This is the most flexible way. lsquic_stream_write() and
lsquic_stream_writev() are now both implemented as wrappers around
lsquic_stream_writef().
- [OPTIMIZATION] When writing to stream, be it within or without the
on_write() callback, place data directly into packet buffer,
bypassing auxiliary data structures. This reduces amount of memory
required, for the amount of data that can be written is limited
by the congestion window.
To support writes outside the on_write() callback, we keep N
outgoing packet buffers per connection which can be written to
by any stream. One half of these are reserved for the highest
priority stream(s), the other half for all other streams.

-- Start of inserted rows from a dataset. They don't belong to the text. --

PR #3111, opened 2024-04-23
chore: update dependencies

ahal:


bhearsum (approved):
mozilla-version major upgrade is just dropping python 3.7

PR #3113, opened 2024-05-07
chore: update dependencies

ahal:


ahal:
The major bumps are `sentry-sdk` and `coveralls`.

For the former I scanned through https://docs.sentry.io/platforms/python/migration/1.x-to-2.x#scope-pushing and grepped for all the backwards incompatible things, but didn't find anything. So I think we'll be ok.

I couldn't find a migration guide for coveralls, but I think we can deal with any fallout there after the fact.

jcristau (approved):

This way,
low-priority streams cannot write instead of high-priority streams
and, on the other hand, low-priority streams get a chance to send
their packets out.
The algorithm is as follows:
- When user writes to stream outside of the callback:
- If this is the highest priority stream, place it onto the
reserved N/2 queue or fail.
(The actual size of this queue is dynamic -- MAX(N/2, CWND) --
rather than N/2, allowing high-priority streams to write as
much as can be sent.)
- If the stream is not the highest priority, try to place the
data onto the reserved N/2 queue or fail.
- When tick occurs *and* more packets can be scheduled:
- Transfer packets from the high N/2 queue to the scheduled
queue.
- If more scheduling is allowed:
- Call on_write callbacks for highest-priority streams,
placing resulting packets directly onto the scheduled queue.
- If more scheduling is allowed:
- Transfer packets from the low N/2 queue to the scheduled
queue.
- If more scheduling is allowed:
- Call on_write callbacks for non-highest-priority streams,
placing resulting packets directly onto the scheduled queue
The number N is currently 20, but it could be varied based on
resource usage.
- If stream is created due to incoming headers, make headers readable
from on_new.
- Outgoing packets are no longer marked non-writeable to prevent placing
more than one STREAM frame from the same stream into a single packet.
This property is maintained via code flow and an explicit check.
Packets for stream data are allocated using a special function.
- STREAM frame elision is cheaper, as we only perform it if a reset
stream has outgoing packets referencing it.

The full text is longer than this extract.